Dell's XPS 13 has been the pace car for the Windows side of the thin-and-light laptop race for years now, ever since it adopted the now-ubiquitous ultra-thin display bezel back in 2015. Dell was also a step ahead of the competition a couple of years ago when it moved to a slightly taller screen with a 16:10 aspect ratio, further improving the design's usability without increasing its size.

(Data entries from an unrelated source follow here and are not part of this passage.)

PR #2345, opened 2023-09-11
🌱 config: add metrics configuration for kube-state-metrics

chrischdi:

This PR adds a custom resource config for kube-state-metrics to scrape metrics via kube-state-metrics from the CAPV resources.

This could be used together with https://github.com/kubernetes-sigs/cluster-api/pull/9390 and the following configuration in `tilt-settings.yaml`:

```yaml
deploy_kustomizations:
  kube-state-metrics-custom-resource-capv: ../cluster-api-provider-vsphere/config/metrics
```

**Note:** depends on the path to be correct here.

Fixes #

### DIFF
--- a/config/metrics/crd-metrics-config.yaml
+++ b/config/metrics/crd-metrics-config.yaml
@@ -1,0 +1,676 @@
+---
+kind: CustomResourceStateMetrics
+spec:
+  resources:
+  - errorLogV: 0
+    groupVersionKind:
+      group: infrastructure.cluster.x-k8s.io
+      kind: VSphereCluster
+      version: v1beta1
+    labelsFromPath:
+      cluster_name:
+      - metadata
+      - labels
+      - cluster.x-k8s.io/cluster-name
+      name:
+      - metadata
+      - name
+      namespace:
+      - metadata
+      - namespace
+      uid:
+      - metadata
+      - uid
+    metricNamePrefix: capi_vspherecluster
+    metrics:
+    - each:
+        info:
+          labelFromKey: ""
+          labelsFromPath:
+            paused_value: []
+          path:
+          - metadata
+          - annotations
+          - cluster.x-k8s.io/paused
+        type: Info
+      help: Whether the vspherecluster is paused and any of its resources will not
+        be processed by the controllers.
+      name: annotation_paused
+    - each:
+        gauge:
+          labelFromKey: ""
+          nilIsZero: false
+          path:
+          - metadata
+          - creationTimestamp
+          valueFrom: null
+        type: Gauge
+      help: Unix creation timestamp.
+      name: created
+    - each:
+        info:
+          labelFromKey: ""
+          labelsFromPath:
+            identity_reference_kind:
+            - spec
+            - identityRef
+            - kind
+            identity_reference_name:
+            - spec
+            - identityRef
+            - name
+            spec_server:
+            - spec
+            - server
+            status_vsphere_version:
+            - status
+            - vCenterVersion
+          path: null
+        type: Info
+      help: Information about a vspherecluster.
+      name: info
+    - each:
+        info:
+          labelFromKey: ""
+          labelsFromPath:
+            owner_is_controller:
+            - controller
+            owner_kind:
+            - kind
+            owner_name:
+            - name
+            owner_uid:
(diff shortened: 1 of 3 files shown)


config/metrics/crd-metrics-config.yaml
```diff
@@ -0,0 +1,676 @@
...
+      name:
+      - metadata
+      - name
+      namespace:
+      - metadata
+      - namespace
+      uid:
+      - metadata
+      - uid
+    metricNamePrefix: capv_vspherecluster
```
chrischdi, line 24: @sbueringer : wdyt: Use `capv_` or `capi_` as prefix?

When having `capv_` as prefix: is there a potential of overlap of names in-between providers?

sbueringer: Let's go with capi. As we always add the CRD name after we would also have a CRD name conflict if two providers have a CRD with the same name. That seems to be okay

config/metrics/crd-metrics-config.yaml
```diff
@@ -0,0 +1,676 @@
...
+    metrics:
+    - each:
+        info:
+          labelFromKey: ""
```
sbueringer, line 28: Why do we need this? Same below for nilIsZero, resourcePlural. Is there an omitempty missing for generation? Or is it intentional?

sbueringer: Same for errorLogV? (what is this doing? :))

config/metrics/crd-metrics-config.yaml
```diff
@@ -0,0 +1,676 @@
...
+            address:
+            - address
+            type:
+            - type
+          path:
+          - status
+          - addresses
+        type: Info
+      help: Address information about a vspheremachine.
+      name: addresses
```
sbueringer, line 455:
```suggestion
      name: status_addresses
```
Same in core CAPI I think

sbueringer: Same for VSphereVM

config/metrics/crd-metrics-config.yaml
```diff
@@ -0,0 +1,676 @@
...
+      - namespace
+      uid:
+      - metadata
+      - uid
+    metricNamePrefix: capv_vspherevm
+    metrics:
+    - each:
+        info:
+          labelFromKey: ""
+          labelsFromPath:
```
sbueringer, line 569: Intentionally different from VSphereMachine?
```yaml
        labelsFromPath:
          address:
          - address
          type:
          - type
```

config/metrics/crd-metrics-config.yaml
chrischdi: Jep, it is missing omitempty.

errorLogV `	// ErrorLogV defines the verbosity threshold for errors logged for this resource.` which is the log level for klog.

config/metrics/crd-metrics-config.yaml
chrischdi: Yes.

VSphereMachine has:
```
	Addresses []clusterv1.MachineAddress `json:"addresses,omitempty"`
```

VSphereVM has:
```
	Addresses []string `json:"addresses,omitempty"`
```

config/metrics/crd-metrics-config.yaml
sbueringer: Thx!

sbueringer:
Thank you!!

Fine to merge for me as is

/lgtm
/approve

/hold
(up to you)

Would be good to change the omitempty thing in the gentool so that our final configuration won't contain the unnecessary zero values. But definitely fine to merge for me as is

chrischdi:
> Thank you!!
> 
> Fine to merge for me as is
> 
> /lgtm /approve
> 
> /hold (up to you)
> 
> Would be good to change the omitempty thing in the gentool so that our final configuration won't contain the unnecessary zero values. But definitely fine to merge for me as is

This omitempty part is not on the gentool side, its the kube-state-metrics config struct itself. But yeah, I agree.

sbueringer:
> This omitempty part is not on the gentool side, its the kube-state-metrics config struct itself. But yeah, I agree.

Ah good info and yeah makes sense.

PR #2350, opened 2023-09-12
:seedling: Including all packages in coverage

laozc:

Fixes #

### DIFF
--- a/Makefile
+++ b/Makefile
@@ -478,7 +478,7 @@ test-junit: $(SETUP_ENVTEST) $(GOTESTSUM) $(GOVC) ## Run unit tests
 
 .PHONY: test-cover
 test-cover: ## Run unit tests and generate a coverage report
-	$(MAKE) test TEST_ARGS="$(TEST_ARGS) -coverprofile=coverage.out"
+	$(MAKE) test TEST_ARGS="$(TEST_ARGS) -coverpkg=./... -coverprofile=coverage.out"
 	./hack/codecov-ignore.sh
 	go tool cover -func=coverage.out -o coverage.txt
 	go tool cover -html=coverage.out -o coverage.html


Makefile
```diff
@@ -470,7 +470,7 @@ test-junit: $(SETUP_ENVTEST) $(GOTESTSUM) $(GOVC) ## Run unit tests
 
 .PHONY: test-cover
 test-cover: ## Run unit tests and generate a coverage report
-	$(MAKE) test TEST_ARGS="$(TEST_ARGS) -coverprofile=coverage.out"
+	$(MAKE) test TEST_ARGS="$(TEST_ARGS) -coverpkg=./apis/...,./controllers/...,./pkg/...,./internal/... -coverprofile=coverage.out"
```
killianmuldoon, line 473: Would all packages be covered by `./...` instead of naming each package individually.

sbueringer: I think it should work

sbueringer:
Interesting that this increases our coverage :D I would have expected the reverse

Details: https://app.codecov.io/gh/kubernetes-sigs/cluster-api-provider-vsphere/pull/2350/indirect-changes

Makefile
killianmuldoon: I believe so. IMO we should include the entire codebase for our coverage baseline.

sbueringer: Yup will include that ones as well. I think it's fine to include all code. We just shouldn't use the one number to judge anything by. But we would always have the problem. There are more packages where we could discuss if they require test coverage or not. I think in the end we have to look package by package where we should add more tests and we can just skip packaging there.

laozc:
It looks like we're doing quite good with just one line change.

sbueringer:
Thank you!

Yup looks a lot better than expected already

/lgtm
/approve

Issue #2076, opened 2023-07-24
Improve CAPV logging


sbueringer:
Logging is a crucial to make it easier to understand controller behavior and troubleshoot issues.

While onboarding to CAPV we identified a few quickwins which should improve log quality significantly:
* It is a best practice in Kubernetes to add k/v pairs of the involved objects to a log line (https://cluster-api.sigs.k8s.io/developer/logging.html#keyvalue-pairs)
  * We should also add k/v pairs for all involved objects (and their owner hierarchy) that we retrieve at the beginning of the Reconcile
* We should also consistently use contextual logging (i.e. taking the logger from the ctx). This allows propagation of k/v pairs across the entire call stack
  * This also includes using the ctx that controller-runtime passes into the Reconcile func instead of some global ctx that is the same across Reconcile calls.

The overall goal of this issue is to improve the logs so troubleshooting becomes easier. Adding k/v pairs across the board will make it very easy to correlate logs e.g. for a specific Machine across controllers.

Additional notes:
* Let's take a look at how event recorders are setup in core CAPI vs CAPV
* Take a look at controller logger setup (e.g. regarding name). IIRC we shouldn't need any logger on the controllers though
* Audit all log calls for additional k/v pairs
* Ensure "Named" is set correctly on all controllers
* Let's double check the k/v pairs we add in core CAPI to ensure we can cross-reference everything
 

Prior art in core CAPI:
* https://github.com/kubernetes-sigs/cluster-api/pull/6150
* https://github.com/kubernetes-sigs/cluster-api/pull/7075
* https://github.com/kubernetes-sigs/cluster-api/pull/7152
* https://github.com/kubernetes-sigs/cluster-api/pull/7534

### Tasks

Concrete tasks for now (I have some follow-ups to audit, but let's do this afterwards):
* [x] Wait until context refactoring is done: https://github.com/kubernetes-sigs/cluster-api-provider-vsphere/issues/2295
* Refactor controllers (concrete tasks below):
  * [x] vmware/vspherecluster_reconciler.go
  * [x] clustermodule_reconciler.go
  * [x] serviceaccount_controller.go
  * [x] servicediscovery_controller.go
  * [x] vspherecluster_controller.go
  * [x] vspherecluster_reconciler.go
  * [x] vsphereclusteridentity_controller.go @Madhur97
    * #2426
[...]

PR #2352, opened 2023-09-12
🌱 Improve logging of VSphereCluster, ProviderServiceAccount and ServiceDiscovery controllers

sbueringer:
Set up golang context when initiating controller manager and also pass it down
to VSphereCluster controller

Signed-off-by: Gong Zhang <gongz@vmware.com>

Have to do a few more things + the underlying PR has to be merged first

Part of #2076


controllers/clustermodule_reconciler.go
```diff
@@ -47,29 +49,31 @@ import (
...
+		Client:               controllerManagerCtx.Client,
+		ClusterModuleService: clustermodule.NewService(controllerManagerCtx, controllerManagerCtx.Client),
 	}
 }
 
-func (r Reconciler) Reconcile(clusterCtx *capvcontext.ClusterContext) (reconcile.Result, error) {
-	clusterCtx.Logger.Info("reconcile anti affinity setup")
+func (r Reconciler) Reconcile(ctx context.Context, clusterCtx *capvcontext.ClusterContext) (reconcile.Result, error) {
+	log := ctrl.LoggerFrom(ctx)
+	log.Info("Reconcile cluster modules")
```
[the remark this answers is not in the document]
sbueringer: Thx, good catch! Will wait for some other reviews and then fix it

controllers/clustermodule_reconciler.go
```diff
@@ -166,28 +170,34 @@ func (r Reconciler) Reconcile(clusterCtx *capvcontext.ClusterContext) (reconcile
...
 		Namespace:       obj.GetNamespace(),
 		Labels:          obj.GetLabels(),
 		OwnerReferences: obj.GetOwnerReferences(),
 	})
 	if err != nil {
-		r.Logger.Error(err, "failed to get owner cluster")
+		log.Error(err, "failed to get owner cluster")
 		return nil
 	}
+	log = log.WithValues("Cluster", klog.KObj(cluster))
```
randomvariable, line 184: Nit: Use consistent casing for log keys. E.g. you have `Cluster` here, but `targetObjectName` above.

randomvariable:
Whilst you're doing this, i would enable `loggercheck` in golangci-lint to catch when someone hasn't completed kv pairs.

controllers/clustermodule_reconciler.go
sbueringer: Thx good point.

The conventions are a bit messy unfortunately. Upstream is using `targetObjectName`, `pod`, ... . We tried to do this in controller-runtime but there is simply no way to generate the right key for a CRD because there is no way to tell how to lower-case a kind correctly :). This is why we ended up with `Cluster`, `VSphereCluster`, etc. (we just use the kind directly).

Based on that we can either only use upper-case for kind and only be inconsistent with upstream there or we can do this consistently and be in-consistent with k/k everywhere :D (I think I would go with `Pod`, `Cluster`, `TargetObjectName`)

sbueringer:
> Whilst you're doing this, i would enable `loggercheck` in golangci-lint to catch when someone hasn't completed kv pairs.

Thx, nice one! Will do

controllers/serviceaccount_controller.go
```diff
@@ -249,74 +255,81 @@ func (r ServiceAccountReconciler) ReconcileNormal(guestClusterCtx *vmwarecontext
...
 }
 
 // Ensure service accounts from provider spec is created.
-func (r ServiceAccountReconciler) ensureProviderServiceAccounts(guestClusterCtx *vmwarecontext.GuestClusterContext, pSvcAccounts []vmwarev1.ProviderServiceAccount) error {
+func (r *ServiceAccountReconciler) ensureProviderServiceAccounts(ctx context.Context, guestClusterCtx *vmwarecontext.GuestClusterContext, pSvcAccounts []vmwarev1.ProviderServiceAccount) error {
+	log := ctrl.LoggerFrom(ctx)
+
 	for i, pSvcAccount := range pSvcAccounts {
+		// Note: We have to use := here to not overwrite log & ctx outside the for loop.
+		log := log.WithValues("ProviderServiceAccount", klog.KRef(pSvcAccount.Namespace, pSvcAccount.Name))
```
killianmuldoon, line 278: Nit: Might be less confusing if we use new variable names here instead of shadowing.

```suggestion
		log := log.WithValues("ProviderServiceAccount", klog.KRef(pSvcAccount.Namespace, pSvcAccount.Name))
```

killianmuldoon (commented):
Thanks for taking this on! Just some nits and clarifications.

Happy for the nits to be taken care of in a follow up - this PR is so large and touches so many lines I think we should prioritize merging it to avoid rebase hell. 

I would generally prefer if we tried to keep changes like this more atomic in future - this PR has so many small changes I think it's very difficult to review.

/lgtm
/approve
/hold

killianmuldoon:
/lgtm remove

Should be squashed before merge.

controllers/clustermodule_reconciler.go
sbueringer: I'll move this to a separate issue. I don't want to violate upstream conventions across the code base without a discussion

sbueringer: Issue: https://github.com/kubernetes-sigs/cluster-api/issues/9447

controllers/serviceaccount_controller.go
sbueringer: I prefer shadowing. If we don't shadow it's very easy to accidentally use the wrong log or context.

We intentionally shadow log & ctx here so that within the scope of the for loop the shadowed log/ctx has to be used

sbueringer: I think the main difficulty here is deciding when we have to use `:=` over `=`, but we would have the same problem if in the cases where we currently use `:=` we would use a different variable name. Once we made the right call we're good.

controllers/vspherecluster_reconciler.go
```diff
@@ -541,22 +556,27 @@ func setOwnerRefsOnVsphereMachines(ctx context.Context, clusterCtx *capvcontext.
 }
 
 // TODO: zhanggbj: Add golang context after refactoring ClusterModule controller and reconciler.
```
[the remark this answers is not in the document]
sbueringer: Yup, thx!

controllers/vspheremachine_controller.go
```diff
@@ -135,7 +136,7 @@ func AddMachineControllerToManager(controllerCtx *capvcontext.ControllerManagerC
 		// Watch any VirtualMachine resources owned by this VSphereMachine
 		builder.Owns(&vmoprv1.VirtualMachine{})
 		r.VMService = &vmoperator.VmopMachineService{}
-		networkProvider, err := inframanager.GetNetworkProvider(controllerCtx)
+		networkProvider, err := inframanager.GetNetworkProvider(context.TODO(), controllerCtx.Client, controllerCtx.NetworkProvider)
```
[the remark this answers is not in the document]
sbueringer: Mostly. I think we should use context.TODO() if we think that eventually a ctx should be passed through. It should not matter how long it takes us to get one there.




```
// TODO returns a non-nil, empty Context. Code should use context.TODO when
// it's unclear which Context to use or it is not yet available (because the
// surrounding function has not yet been extended to accept a Context
// parameter).
func TODO() Context {
	return todo
}
```

sbueringer:
> I would generally prefer if we tried to keep changes like this more atomic in future - this PR has so many small changes I think it's very difficult to review.

I agree. This escalated a bit and it was a mixture of keeping the PR safe and in some cases fixing up things while I'm already there. 

A majority of the "scope creep" was because the only way to safely refactor this was to remove the `*context.ControllerContext` and `Logger` entirely from `ClusterContext`. The result was that I had to refactor some other controllers as well, the same applies to packages like network & vmoperator that are used by the controllers.

I had an intermediate version where I only tried to stop using these fields and not setting them in some controller but this blew up pretty badly in some cases I missed in unit tests (panic's all over the place). Because I couldn't be sure that we have full coverage I thought it's the safer option to play it safe and drop them entirely instead of hoping that I got all relevant places and then risking panic's in rare edge cases in production later.

sbueringer:
Pushed some fixes. Will squash later after @chrischdi 's review and corresponding fixes

sbueringer:
codecov failed because of the flake in our tests

controllers/vspherecluster_controller.go
```diff
@@ -66,33 +66,30 @@ func AddClusterControllerToManager(ctx context.Context, controllerCtx *capvconte
...
 		clusterControlledTypeName = reflect.TypeOf(clusterControlledType).Elem().Name()
 		clusterControlledTypeGVK  = infrav1.GroupVersion.WithKind(clusterControlledTypeName)
-		controllerNameShort       = fmt.Sprintf("%s-controller", strings.ToLower(clusterControlledTypeName))
-		controllerNameLong        = fmt.Sprintf("%s/%s/%s", controllerCtx.Namespace, controllerCtx.Name, controllerNameShort)
+		controllerNameShort       = strings.ToLower(clusterControlledTypeName)
+		controllerNameLong        = fmt.Sprintf("%s/%s/%s", controllerManagerCtx.Namespace, controllerManagerCtx.Name, controllerNameShort)
 	)
 	if supervisorBased {
 		clusterControlledTypeGVK = vmwarev1.GroupVersion.WithKind(clusterControlledTypeName)
 		controllerNameShort = fmt.Sprintf("%s-supervisor-controller", strings.ToLower(clusterControlledTypeName))
```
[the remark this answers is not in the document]
chrischdi: or we add `-controller` again in l 69?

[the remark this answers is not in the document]
chrischdi: Or did the above result in `*-controller-controller`?

controllers/serviceaccount_controller.go
```diff
@@ -249,74 +255,81 @@ func (r ServiceAccountReconciler) ReconcileNormal(guestClusterCtx *vmwarecontext
...
-	err := util.SetControllerReferenceWithOverride(&pSvcAccount, &svcAccount, clusterCtx.Scheme)
+
+	err := util.SetControllerReferenceWithOverride(&pSvcAccount, &svcAccount, r.Client.Scheme())
 	if err != nil {
 		return err
 	}
-	logger.V(4).Info("Creating service account")
-	err = clusterCtx.Client.Create(clusterCtx, &svcAccount)
+	log.V(4).Info("Creating service account")
+	err = r.Client.Create(ctx, &svcAccount)
```
chrischdi, line 332: This now uses the client to the management cluster instead of the one received from the cluster Tracker!

chrischdi: Similar for other functions.

controllers/serviceaccount_controller.go
```diff
@@ -249,74 +255,81 @@ func (r ServiceAccountReconciler) ReconcileNormal(guestClusterCtx *vmwarecontext
...
 		if guestClusterCtx.Cluster != nil && annotations.IsPaused(guestClusterCtx.Cluster, &(pSvcAccounts[i])) {
-			r.Logger.V(4).Info("ProviderServiceAccount %s/%s linked to a cluster that is paused or has pause annotation",
-				pSvcAccount.Namespace, pSvcAccount.Name)
+			log.V(4).Info("ProviderServiceAccount linked to a cluster that is paused or has pause annotation")
 			continue
 		}
 
 		// 1. Create service accounts by the name specified in Provider Spec
-		if err := r.ensureServiceAccount(guestClusterCtx.ClusterContext, pSvcAccount); err != nil {
+		if err := r.ensureServiceAccount(ctx, pSvcAccount); err != nil {
```
chrischdi, line 287: We need a way to pass down the guestClusterCtx.Client or get a client from the cluster tracker

chrischdi (commented):
One thing to maybe take another look (I may missed something there?!)

A lot of awesome small fixes are included too! 🎉

pkg/services/network/network_test.go
```diff
@@ -17,6 +17,7 @@ limitations under the License.
 package network
```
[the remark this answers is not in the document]
sbueringer: Feel free to open an issue/PR for it. Probably it should be one file per provider (including dummy)

controllers/vspherecluster_controller.go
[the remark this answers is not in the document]
sbueringer: Hm no it was more that I fixed the non-supervisor to the appropriate name and didn't touch the supervisor name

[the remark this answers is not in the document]
sbueringer: I dropped the entire Named thing. Controller-runtime defaults to the lower-case Kind as controller. I think this is good enough. An example log looks like this

> I0918 10:27:20.552138       1 vspherecluster_reconciler.go:232] "Reconciling VSphereCluster" controller="vspherecluster" controllerGroup="infrastructure.cluster.x-k8s.io" controllerKind="VSphereCluster" VSphereCluster="quick-start-f5q6kr/quick-start-mai91w" namespace="quick-start-f5q6kr" name="quick-start-mai91w" reconcileID=b0a382df-587e-464a-93ef-75c95684545d Cluster="quick-start-f5q6kr/quick-start-mai91w"

controller is the name here. Should be good enough that we can tell by the controllerGroup if it's supervisor or not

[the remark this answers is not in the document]
chrischdi: fine for me. The others will get refactored too to drop `-controller` from their names?

controllers/serviceaccount_controller.go
sbueringer: The clusterCtx.Client was also a mgmt cluster client

sbueringer: Please double check though. This would be a bad mistake (in fact I double checked exactly this because I made that mistake elsewhere during implementation)

controllers/serviceaccount_controller.go
chrischdi: ack! `guestClusterCtx.ClusterContext.Client` was the client to the MC, so using r.Client instead now which is 100% fine! Thx for claryfication

controllers/serviceaccount_controller.go
chrischdi: Jep you are right.
`ctx.GuestClient` is the only client to the guest cluster.

sbueringer:
test ?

But for power users who can afford to spend a few hundred extra dollars, Lenovo's ThinkPad X1 Carbon has always been an appealing upsell. It's a little lighter than Dell's ultraportable, but it nevertheless manages to fit in a bigger screen and a better port selection. Lenovo's laptop keyboards and trackpads are almost always best in class. And the ThinkPad's pedigree as a business laptop means that the Carbon's design still makes nods to repairability and upgradability, even if many of its internal components have still been soldered down to save space.

This year's version of the X1 Carbon-we're up to Gen 10, if anyone's counting-doesn't change much on the outside. But it includes new 12th-generation Intel Core processors, which, as we've seen in other laptops, can be a blessing and a curse. Performance in CPU-heavy tasks can be faster, sometimes dramatically so. But it comes at the expense of extra heat and less battery life, and that's a tough trade-off to recommend for a general-use ultraportable.